Eppure, i dati ufficiali del Ministero dell’Istruzione e del Merito sfatano questo mito. Le scelte per le iscrizioni all’anno scolastico 2026/2027 ci dicono che gli Istituti Tecnici sono scelti dal 30,84% degli studenti italiani. Un dato strutturale e incredibilmente stabile (l’anno precedente era al 31,32%). Stiamo parlando di quasi un terzo dei nostri giovani.
Oggi, tuttavia, viviamo un paradosso: le aziende cercano disperatamente “menti d’opera” specializzate per governare la transizione ecologica e digitale, ma fatichiamo a colmare l’asimmetria tra domanda e offerta lavorativa. Per curare questa frattura, lo Stato ha varato una riforma epocale delineata dal Decreto Ministeriale 29 del 19 febbraio 2026 e chiarita dalla Nota ministeriale 253. Una riforma ambiziosa, ma afflitta da insidie organizzative e mancanze burocratiche.
L’obiettivo della Riforma, in linea con gli impegni del PNRR, è allineare i curricoli alla domanda di competenze del piano “Industria 4.0”. Dal punto di vista ordinamentale vengono confermati i due grandi macro-settori: Economico e Tecnologico-Ambientale. Vengono potenziate le materie STEM, l’internazionalizzazione tramite la metodologia CLIL nel triennio e introdotti i “Patti educativi 4.0” per la condivisione di laboratori e risorse con le imprese e gli enti di ricerca.
Il nodo strutturale che più interroga le famiglie riguarda però i percorsi a disposizione. Sgombriamo il campo da un equivoco: il percorso di cinque anni rimane il pilastro fondamentale del sistema. A questo impianto storico, la Legge 121/2024 ha affiancato la filiera formativa tecnologico-professionale, che introduce il sistema sperimentale “4+2”. Non si tratta di uno “sconto” sul tempo scuola, ma di un percorso quadriennale in cui gli obiettivi formativi vengono garantiti e compressi, per sfociare poi in un ponte diretto verso i due anni successivi di alta specializzazione presso gli ITS Academy.
La riforma chiede alle scuole di superare l’insegnamento per materie isolate a favore di una didattica per Unità di Apprendimento (UdA) interdisciplinari. Per farlo, il Ministero affida un’enorme flessibilità oraria: si arriva fino a 231 ore annuali di autonomia nel quinto anno a disposizione dell’istituto, un vero e proprio strumento di “sartoria didattica”.

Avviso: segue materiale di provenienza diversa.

PR #397, opened 2018-01-09
Tree view component

compulim:
It lives in test bed right now.

It is working for now but need further improvements:

* Separate UI testbeds into their own page for better testing
* Find a better DOM model for indentation
  * Currently, it indent `padding-left` of `<button>`
  * And it requires injecting `props.depth` into `<Branch>` and `<Leaf>`
* Add accessories button (on hover or static)
  * It should still keep whole row clickable
  * Some accessories only visible on hover/focus
* Accessibility (up/down/left/right arrow)

image


compulim:
Should PR against `studio`.

PR #398, opened 2018-01-09
Tree view component

compulim:
It lives in test bed right now.

It is working for now but need further improvements:

* Turns `treeViewFactory` into a `<FlatTreeView>` component
* Separate UI testbeds into their own page for better testing
* Find a better DOM model for indentation
  * Currently, it indent `padding-left` of `<button>`
  * And it requires injecting `props.depth` into `<Branch>` and `<Leaf>`
* Add accessories button (on hover or static)
  * It should still keep whole row clickable
  * Some accessories only visible on hover/focus
* Accessibility (up/down/left/right arrow)
* Better event handling at `<Leaf onClick>`, no `.bind`

image


compulim:
Let me work on some more stuff, will reopen soon.

client-v2/src/ui/widget/treeView.js
```diff
@@ -0,0 +1,218 @@
...
+// THE SOFTWARE IS PROVIDED ""AS IS"", WITHOUT WARRANTY OF ANY KIND,
+// EXPRESS OR IMPLIED, INCLUDING BUT NOT LIMITED TO THE WARRANTIES OF
+// MERCHANTABILITY, FITNESS FOR A PARTICULAR PURPOSE AND
+// NONINFRINGEMENT. IN NO EVENT SHALL THE AUTHORS OR COPYRIGHT HOLDERS BE
+// LIABLE FOR ANY CLAIM, DAMAGES OR OTHER LIABILITY, WHETHER IN AN ACTION
+// OF CONTRACT, TORT OR OTHERWISE, ARISING FROM, OUT OF OR IN CONNECTION
+// WITH THE SOFTWARE OR THE USE OR OTHER DEALINGS IN THE SOFTWARE.
+//
+
+import { css }    from 'glamor';
```
eanders-MS: I recommend against this kind of columnar formatting. It introduces a maintenance task for other devs that will invariably not happen sometimes, leading to degraded code consistency across the project.

client-v2/src/ui/utils/expandFlatTree.js
```diff
@@ -0,0 +1,52 @@
...
+export default function expandFlatTree(flattened, delimiter = '/') {
+    if (Array.isArray(flattened)) {
+        flattened = flattened.reduce((map, path) => {
+            map[path] = path;
+
+            return map;
+        }, {});
+    }
+
+    return Object.keys(flattened).reduce((expanded, path) => {
```
Fignewton5: This is awesome! 👍

client-v2/src/ui/widget/treeView.js
compulim: Yea, I was only using this columnar formatting in my toy projects. Probably accidentally hitting my own key combos to format this in columns. Will fix it.

client-v2/src/ui/utils/expandFlatTree.js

Tuttavia, emerge una criticità gravissima. Ad oggi, a fronte di questo enorme lavoro di progettazione richiesto ai Collegi Docenti, mancano ancora le Linee Guida ministeriali. Il Consiglio Superiore della Pubblica Istruzione (CSPI) aveva chiesto al Ministero di darsi un termine di 60 giorni per emanarle, ma la richiesta è stata respinta poiché il termine non è stato ritenuto “sufficiente” per redigere un documento così complesso. Se è complesso per i tecnici ministeriali, come possono i docenti progettare l’offerta formativa nel buio normativo? Il tutto, va ricordato, all’insegna della solita “invarianza finanziaria”, ovvero senza nuovi o maggiori oneri a carico della finanza pubblica.
Queste forzature strutturali hanno portato molti docenti e sindacati a scioperare, denunciando il rischio di una “deliceizzazione”: il timore è che le scuole tecniche si trasformino in puri centri di addestramento aziendale, perdendo la loro anima critica ed educativa.

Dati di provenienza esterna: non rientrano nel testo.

PR #411, opened 2018-02-14
storing status info as return from bot framework and giving it back t…

amitkumarshukla:
…o the bot framework with next request


eanders-MS:
I'm sorry we cannot accept your changes. `CurrentState` isn't a reserved entity type in the protocol, and therefore not something we'd make generally available to all users.

Can you describe what you're trying to accomplish? Maybe there's another way to accommodate it.

Issue #416, opened 2018-02-18
Support custom events to test custom Webchat clients.


Crazedpeanut:
Provide a mechanism to post custom events to a bot.

A form should be included to insert the following event details:

- Name; The name of the event to be handled by bot
- Value; The event data to be consumed by bot.

The event sent to the bot
<img width="550" alt="screen shot 2018-02-17 at 10 19 47 pm" src="https://user-images.githubusercontent.com/7700874/36349227-a82d0344-14d5-11e8-9ead-db0f71659c3e.png">

Custom event form to specify name and value
<img width="527" alt="screen shot 2018-02-18 at 6 00 20 pm" src="https://user-images.githubusercontent.com/7700874/36349228-a86373a2-14d5-11e8-8ee7-7eafd4cff7f5.png">

The customEvent button in the address bar menu
<img width="289" alt="screen shot 2018-02-18 at 6 00 29 pm" src="https://user-images.githubusercontent.com/7700874/36349229-a893df1a-14d5-11e8-8ae8-bf0bf983a718.png">

eanders-MS:
This is great. I think this is very reasonable request. Help me understand: Are you developing your own chat client that sends custom event activities?

negativeeddy:
I have a similar need. I use the webchat control, but when the control loads, the page it is on sends custom user information to the bot via the backchannel in order to customize the user's experience (or to use as tokens for backend APIs).

Crazedpeanut:
@eanders-MS exactly, I am developing a custom chat client. 

 @negativeeddy, I have basically the same use-case.

I created a PR, hopefully it gets merged in soon :)

petrformanek:
I also need such feature. I'm sending custom event with initialization data such as URL of external Web API's.
Thanks

Crazedpeanut:
Hi @eanders-MS, I am developing a custom chat client that sends custom events.

Any suggestions or feedback for my PR?

eanders-MS:
Hi @Crazedpeanut, we aren't taking PRs against this repo right now, unfortunately. We will resume PR acceptance around mid-May. It is possible to test using your custom client and the emulator. Here are the instructions, in case this is an option for you:
1. When the emulator starts up, you'll see something like `Emulator listening on http://[::]:2032` in the log. That's the emulator's Direct Line endpoint. Make a note of this url, but replace `[::]` with `localhost`. Also, your port number will probably be different.
[...]

PR #417, opened 2018-02-18
Support custom events issue #416

Crazedpeanut:
Add custom event form and support sending event activities to the bot framework.

See Github Issue #416 for more information

Keen to hear back with any comments or feedback!

### DIFF
--- a/package-lock.json
+++ b/package-lock.json
@@ -1,0 +1,9648 @@
+{
+  "name": "botframework-emulator",
+  "version": "3.5.35",
+  "lockfileVersion": 1,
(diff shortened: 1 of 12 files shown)


vishwacsena:
@Crazedpeanut, thanks for putting this together. As Eric had noted in #416 , we are not accepting any PRs at the moment that targets the V3 Emulator. That said, it would be fantastic if you can do a PR for the [V4 emulator](https://github.com/Microsoft/BotFramework-Emulator/blob/v4/CONTRIBUTING.md#how-to-build-from-source).

PR #445, opened 2018-05-01
Jwilaby/fix/22690 unable to create bot

justinwilaby:


packages/app/client/src/ui/shell/explorer/luisExplorer/luisExplorer.tsx
```diff
@@ -1,3 +1,4 @@
+import { LuisService } from 'msbot/bin/models';
 import { IQnAService } from 'msbot/bin/schema';
```
eanders-MS: IQnAService import needed here?

justinwilaby: I'll fix this on the next PR. Looks like an artifact from another developer commit.

PR #458, opened 2018-05-02
Jwilaby/fix/22725 transcript file names

justinwilaby:
This PR provides the transcript file name in the transcript tabs for files and deeplinks

### DIFF
--- a/packages/app/client/src/data/reducer/editor.ts
+++ b/packages/app/client/src/data/reducer/editor.ts
@@ -31,9 +31,9 @@
 // WITH THE SOFTWARE OR THE USE OR OTHER DEALINGS IN THE SOFTWARE.
 //
 
-import * as EditorActions from '../action/editorActions';
-import * as Constants from '../../constants';
 import { deepCopySlow } from '@bfemulator/app-shared';
+import * as Constants from '../../constants';
+import * as EditorActions from '../action/editorActions';
 import { EditorAction } from '../action/editorActions';
 import { getOtherTabGroup, tabGroupHasDocuments } from '../editorHelpers';
 
@@ -60,6 +60,7 @@ export interface IDocument {
   contentType?: string;
   dirty?: boolean;
   documentId?: string;
+  fileName?: string;
   isGlobal?: boolean;
   meta?: any;
 }
@@ -199,7 +200,7 @@ export default function editor(state: IEditorState = DEFAULT_STATE, action: Edit
       // if the document is already in another tab group, focus that one
       if (tabGroupHasDocuments(state.editors[otherTabGroup]) && state.editors[otherTabGroup].documents[action.payload.documentId]) {
         const recentTabs = [...state.editors[otherTabGroup].recentTabs].filter(docId => docId !== action.payload.documentId);
-        recentTabs.unshift(action.payload.documentId)
+        recentTabs.unshift(action.payload.documentId);
         const tabGroupState: IEditor = {
           ...state.editors[otherTabGroup],
           activeDocumentId: action.payload.documentId,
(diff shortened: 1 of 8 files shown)


packages/app/client/src/data/reducer/editor.ts
```diff
@@ -244,6 +245,28 @@ export default function editor(state: IEditorState = DEFAULT_STATE, action: Edit
...
+      let i = editorKeys.length;
+      outer:while (i--) {
+        const documents = editors[editorKeys[i]].documents;
+        const documentKeys = Object.keys(documents);
+        let j = documentKeys.length;
+        while (j--) {
+          const document = documents[documentKeys[j]];
+          if (document.documentId === updatedDocument.documentId) {
+            documents[documentKeys[j]] = { ...document, ...updatedDocument };
+            break outer;
```
ToddN: Never seen this before. Cool.

packages/app/client/src/ui/editor/emulator/index.tsx
```diff
@@ -381,4 +367,15 @@ function mapStateToProps(state: IRootState, { documentId }: { documentId: string
   };
 }
 
-export default connect(mapStateToProps, null)(Emulator as any);
+function mapDispatchToProps(dispatch) {
```
ToddN: Personally, I wouldn't make a change like this after we're supposed to be in code freeze and when we don't have another bug bash coming up.  This is cleaner.  But it seems like it would be easy to accidentally break something in the transition. Why not make the change needed to fix the bug and do this after //Build?

justinwilaby: Unfortunately, this was required in order to get proper access to `state` and `dispatch`. I went though the calls after this change and tried to break it but wasn't able to. It should be a 1:1 in functionality. Without unit tests however, we'll never truly know ;)

packages/app/client/src/ui/editor/emulator/index.tsx
```diff
@@ -263,21 +253,22 @@ class Emulator extends React.Component<IEmulatorProps, {}> {
...
+            await CommandService.remoteCall('emulator:feed-transcript:deep-link', conversation.conversationId, props.document.activities);
           } catch (err) {
             throw new Error(`Error while feeding deep-linked transcript to conversation: ${err}`);
           }
         } else {
           try {
             // the transcript is on disk, so its activities need to be read on the main side and fed in
-            await CommandService.remoteCall('emulator:feed-transcript:disk', conversation.conversationId, props.document.documentId)
+            const fileInfo: { fileName: string, filePath: string } = await CommandService.remoteCall('emulator:feed-transcript:disk', conversation.conversationId, props.document.documentId);
+            this.props.updateDocument(this.props.documentId, {fileName: fileInfo.fileName});
```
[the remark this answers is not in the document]
justinwilaby: +1

packages/app/main/src/protocolHandler.ts
```diff
@@ -219,9 +220,10 @@ export const ProtocolHandler = new class ProtocolHandler implements IProtocolHan
               const conversationActivities = JSON.parse(transcriptString);
               if (!Array.isArray(conversationActivities))
                 throw new Error('Invalid transcript file contents; should be an array of conversation activities.');
-
+              const {name, ext} = Path.parse(url);
```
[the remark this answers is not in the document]
justinwilaby: +1

packages/app/client/src/data/reducer/editor.ts
justinwilaby: This is an alternative syntax to `Object.assign({}, document, updatedDocument)`

ToddN: I meant the break to a label.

In questo snodo ci viene in soccorso il pensiero del filosofo dell’educazione Gert Biesta. Spesso il suo pensiero è usato per criticare la deriva aziendalistica, ma Biesta non è affatto contro le scuole tecniche o le competenze pratiche. Egli ci ricorda che una “Buona Educazione” si fonda su tre scopi fondanti:
Qualificazione: fornire conoscenze e abilità per “fare qualcosa” (es. formare un ottimo perito informatico).
Socializzazione: inserire gli individui nei valori della società.
Soggettivizzazione: il processo attraverso cui rendiamo lo studente consapevole della propria libertà, ponendolo nel mondo come “attore” e non come semplice “spettatore”.
Il problema sorge quando la scuola si ferma ai primi due punti, producendo solo lavoratori competenti e cittadini obbedienti. La vera sfida per gli Istituti Tecnici è lavorare per la soggettivizzazione attraverso le materie tecniche. Quando i docenti useranno le ore di autonomia per insegnare a progettare una rete di telecomunicazioni o analizzare il bilancio di una multinazionale, dovranno fare domande scomode: Qual è l’impatto ambientale di questa filiera? Come si tutelano i diritti dei lavoratori?. L’insegnante tecnico deve donare lo sguardo critico sul mondo, mostrando che la tecnologia non è mai neutra.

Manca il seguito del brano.